Clinical Deidentification Pipeline - Obfuscation (Medium)

Description

This pipeline can be used to detect the PHI information from medical texts and obfuscate (replace them with fake ones) in the resulting text. Obfuscated entities: AGE, CONTACT, DATE, ID, LOCATION, NAME, PROFESSION, CITY, COUNTRY, DOCTOR, HOSPITAL, IDNUM, MEDICALRECORD, ORGANIZATION, PATIENT, PHONE, PROFESSION, STREET, USERNAME, ZIP, ACCOUNT, LICENSE, VIN, SSN, DLN, PLATE, IPADDR

Copy S3 URI

How to use


from sparknlp.pretrained import PretrainedPipeline

deid_pipeline = PretrainedPipeline("clinical_deidentification_obfuscation_medium", "en", "clinical/models")

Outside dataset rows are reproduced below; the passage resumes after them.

Issue #654, opened 2024-12-03
Controller doesnt reconnect after serial connection lost.


ryanwinter:
Previously in home assistant 2024.10.3, I would see the following errors, but everything recovered fine:
```
2024-12-03 11:58:02.028 ERROR (bellows.thread_0) [bellows.uart] Lost serial connection: SerialException('device reports readiness to read but returned no data (device disconnected or multiple access on port?)')
2024-12-03 11:58:02.029 ERROR (MainThread) [bellows.ezsp] NCP entered failed state. Requesting APP controller restart
```

But now (home assistant 2024.11), it seems that if the serial connection is lost, it doesnt appear to reestablish? I think it might be related to #633 

This issue is also being tracked at in [Home Assistant Core](https://github.com/home-assistant/core/issues/130548).

puddly:
Can you attach a full ZHA debug log of it failing to reconnect?

erkr:
> Can you attach a full ZHA debug log of it failing to reconnect?

The are several logs in the references issue https://github.com/home-assistant/core/issues/130548. 
Failed reconnect will be part of them

pipiche38:
+1 having similar issue when using zigpy + bellows fromthe Z4D plugin

puddly:
@erkr Your logs seem to specifically omit the logging I'm interested in. I need to see if this occurs with other people because reconnection logic is working as far as I'm able to test with SiLabs radios.

erkr:
@puddly pity they don't provide what you need. I was able to return my ZBDongle-E and reverted to my Conbee2. Less range but stable

ryanwinter:
I'm still running ha 2024.10.3 without any issues, I'll try and roll forward again and capture more logs but unfortunately I'm away into early Jan.

ktrask:
I have the same issue as described in the bug, that the serial connection is not reconnecting. I hope my logs are helpful. This error is most noticable: `TypeError: object NoneType can't be used in 'await' expression`

Logs:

result = deid_pipeline.annotate("""Name : Hendrickson, Ora, Record date: 2093-01-13, MR #719435.
Dr. John Green, ID: 1231511863, IP 203.120.223.13.
He is a 60-year-old male was admitted to the Day Hospital for cystectomy on 04/08/1993.
SSN #333-44-6666, Driver's license no: A334455B.
Phone 302-786-5227, 0295 Keats Street, San Francisco, E-MAIL: smith@gmail.com.""")




import com.johnsnowlabs.nlp.pretrained.PretrainedPipeline

val deid_pipeline = PretrainedPipeline("clinical_deidentification_obfuscation_medium", "en", "clinical/models")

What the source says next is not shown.